# Golden Boy tied up and left at Pulaski County Animal Shelter - KY



## Heidi36oh (Feb 27, 2007)

Poor boy, he is too cute, hope he finds a home soon.


----------



## Karen519 (Aug 21, 2006)

*What a beautiful boy*

What a beautiful boy!!

Please email the Golden Ret. Rescues:

http://www.grca-nrc.org/Localrescues.htm

and Dogs Deserve Better Contacts for KY!
Kentucky
Independence, Kentucky
Tammi Ruppert 859.620.5323 e-mail [email protected]


----------



## Maggies mom (Jan 6, 2006)

Tis the season..... Its just begun. Im sure this sweet boy wont have a problem finding a home or rescue to take him


----------



## Karen519 (Aug 21, 2006)

*Is Dirk's Taking Him?*

Is Dirk's Taking Him?

If not I will try to do some emails from work!!


----------



## GoldenJoyx'stwo (Feb 25, 2007)

I'd send out email messages any way Karen. Just in case. I've got to run. Been very busy at work with meetings and training. I hope this dog finds a good home or rescue soon.


----------



## MyGoldenCharlie (Dec 4, 2007)

I emailed GRRAND


----------



## Karen519 (Aug 21, 2006)

*Faye*

Faye:

Thanks for contacting GRRAND!!!


----------



## 3 goldens (Sep 30, 2005)

What a beautiful boy he is. I can only say this about his owners--they didn't jut dump on the roadside wsomewhre. And they did tie him so he wound't get ot in the street. They must havecared. Maybe they are a fmaily tht got hit with the ard times and couldn't think of what to do. I like to think ths is the case , anyway.


----------



## MyGoldenCharlie (Dec 4, 2007)

Okay, GRRAND will help but here is the email they sent:

_I am the intake coordinator for Grrand. We would be happy to take this boy in but have no volunteers or contacts in that area. Are you in the area to possibly help pull and get him closer to Lexington or Louisville?_


Can anyone help with this?:crossfing


----------



## MyGoldenCharlie (Dec 4, 2007)

Bumping this for Kentucky people


----------



## RedWoofs (Apr 19, 2008)

bumping this for Kentucky People too
Sarah


----------



## Karen519 (Aug 21, 2006)

*KYGUY and Kentucky People need your help*

Hi!!

Grrand is in Independence KY and the shelter is in Somerset KY.
I did the mapquest-it is 2 hrs. 45 mins.
here is the link:
http://www.mapquest.com/maps/Independence+Ky/Somerset+KY/

They need help getting him closer to them.

can someone help them???


**I just emld the shelter and sent them GRRAND'S request for help and asked if they could help get him closer to GRRAND and told them to email GRRAND. I cc'd GRRAND.

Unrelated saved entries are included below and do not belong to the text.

PR #820, opened 2026-01-18
feat(coding-agent): use model display name in TUI and improve ergonomics

igor-makarov:
Use model display name in the UI. Improve model selector ergonomics with aligned columns and expanded search.                                                                                                                                         

UI now uses `model.name`:                                                         
   - Footer model indicator                                                                                                                      
   - `/model` command autocomplete labels                                                                                                        
   - Model switch status messages
   - Startup scope message

 Model selectors have padded columns:                                                             
 ```                                                                                                                                                                                                    
 → claude-opus-4-5-20251101    litellm  Opus 4.5 (LiteLLM) ✓                                                                                     
   claude-sonnet-4-5-20250929  litellm  Sonnet 4.5 (LiteLLM)                                                                                     
 ```                                                                                                                                             
                                                                                                                                                 
   Fuzzy search matches against `id`, `provider`, `name`.                                                    
   
   P.S. I'm long-time lurker, first time PR on the project. I saw https://github.com/badlogic/pi-mono/pull/611 and I hope I have addressed all previous concerns.

### DIFF
--- a/packages/coding-agent/src/modes/interactive/interactive-mode.ts
+++ b/packages/coding-agent/src/modes/interactive/interactive-mode.ts
@@ -282,15 +282,15 @@ export class InteractiveMode {
 						label: `${m.provider}/${m.id}`,
 					}));
 
-					// Fuzzy filter by model ID + provider (allows "opus anthropic" to match)
-					const filtered = fuzzyFilter(items, prefix, (item) => `${item.id} ${item.provider}`);
+					// Fuzzy filter by model ID, provider, and name
+					const filtered = fuzzyFilter(items, prefix, (item) => `${item.id} ${item.provider} ${item.name}`);
 
 					if (filtered.length === 0) return null;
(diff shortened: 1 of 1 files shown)


badlogic:
Sorry, I'm really peculiar about this. Now the UI just moves around as I type, which makes parsing list items harder.
Screenshot 2026-01-18 at 20 12 58
Screenshot 2026-01-18 at 20 13 06

I will consider opening up overriding built-in slash commands like /model so you can create an extension that displays this stuff however you like :)

igor-makarov:
TBH I wasn't even planning on shaving this yak! I wanted to modify the right footer display and spent way too much time and tokens fidgeting with it.

What's your general stance on model display names? It seems the field is mandatory but only one place shows the display name - the toast after quick switching models.

Would you be open to talking about extension points to the footer or is this out of scope?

Can anyone on here help get this boy closer to GRRAND???


----------



## MyGoldenCharlie (Dec 4, 2007)

KYGUY contacted me earlier, he is on it!!

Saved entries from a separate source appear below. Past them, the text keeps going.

PR #826, opened 2026-01-18
Allow extensions to override default built-in keybindings which have been remapped

richardgill:
Hey 👋, this can wait until tomorrow :).
Also: Sorry - I should have raised an issue first for this one - very happy to throw away this code 👍

My usecase: 

I wanted to map the preset extension to `ctrl+p` which is the built-in shortcut to cycle through models. But even if I remap `ctrl+p` in `keybindings.json` I still cannot use the keybinding in an extension.

This PR changes three things:

- Extension key binding logic checks against the user's actual keybindings, not the defaults.
- Adds an extra warning for 'built-in' keybindings that you **can** override in an extension.
- The checks are done on 'action' (e.g. `cycleModelForward`) not 'keybinding' (e.g. `ctrl+p`)

### DIFF
--- a/packages/coding-agent/src/core/extensions/runner.ts
+++ b/packages/coding-agent/src/core/extensions/runner.ts
@@ -60,6 +60,7 @@ const RESERVED_ACTIONS_FOR_EXTENSION_CONFLICTS: ReadonlyArray<KeyAction> = [
 	"submit",
 	"selectConfirm",
 	"selectCancel",
+	"copy",
 	"deleteToLineEnd",
 ];
 


packages/coding-agent/src/core/extensions/runner.ts
```diff
@@ -42,6 +43,46 @@ import type {
 	UserBashEventResult,
 } from "./types.js";
 
+// Keybindings for these actions cannot be overridden by extensions
+const RESERVED_ACTIONS_FOR_EXTENSION_CONFLICTS: ReadonlyArray<KeyAction> = [
```
richardgill, line 47: This covers all of the old key bindings:

```
	    "ctrl+c",
		"ctrl+d",
		"ctrl+z",
		"ctrl+k",
		"ctrl+p",
		"ctrl+l",
		"ctrl+o",
		"ctrl+t",
		"ctrl+g",
		"shift+tab",
		"shift+ctrl+p",
		"alt+enter",
		"escape",
		"enter",
```

But there are more actions than keybindings, so you might want to drop a couple of the actions from list 👍

badlogic:
Will have a look. Note that folks that have previously gotten a PR merged to not need to raise an issue per se. It's just a gate for people throwing agent slop at the repo in form of terrible PRs. I want to force them to engage properly first.

badlogic:
Merged in main via a67f6f99. Added changelog entry. Thanks @richardgill.

PR #829, opened 2026-01-18
Use hash fragments instead of query strings for share URLs

### LINKED ISSUE #828: Use hash fragments instead of query strings for share URLs
Share URLs currently use query strings (`?SESSION_ID`) which causes the session ID to be sent to buildwithpi.ai in HTTP requests.

Switching to hash fragments (`#SESSION_ID`) keeps the session ID client-side since browsers don't include fragments in requests.

Related: https://github.com/badlogic/shittycodingagent.ai/pull/4

## Changes

- Update share URL format from `https://buildwithpi.ai/session?${gistId}` to `https://buildwithpi.ai/session/#${gistId}`

terrorobe:
Fixes #828

## Summary

Changes share URL format from `?SESSION_ID` to `#SESSION_ID`. URL fragments are not sent to the server in HTTP requests, so session IDs stay client-side.

## Changes

- `interactive-mode.ts`: Updated share URL template from `session?${gistId}` to `session/#${gistId}`

## Backward Compatibility

The buildwithpi.ai frontend (https://github.com/badlogic/shittycodingagent.ai/pull/4) parses the hash first and falls back to query string, so:
- New pi versions generate `#`-based URLs
- Old `?`-based URLs continue to work

---

*hash hides the secret*
*query string tells the server*
*fragments stay home*

🌸

### DIFF
--- a/packages/coding-agent/CHANGELOG.md
+++ b/packages/coding-agent/CHANGELOG.md
@@ -2,6 +2,10 @@
 
 ## [Unreleased]
 
+### Changed
+
+- Share URLs now use hash fragments (`#`) instead of query strings (`?`) to prevent session IDs from being sent to buildwithpi.ai ([#828](https://github.com/badlogic/pi-mono/issues/828))
+
 ## [0.49.0] - 2026-01-17
 
 ### Added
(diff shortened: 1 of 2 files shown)


badlogic:
Kisses on the forehead.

Hope to have an update soon


----------



## Karen519 (Aug 21, 2006)

*That is great*

That is great!
Now I feel stupid for asking the shelter to help.
When will KYGUY know if helping?


----------



## Doreens (Mar 1, 2007)

arhh that is good


----------



## MyGoldenCharlie (Dec 4, 2007)

Karen,

Emailing the shelter for help is a great idea!!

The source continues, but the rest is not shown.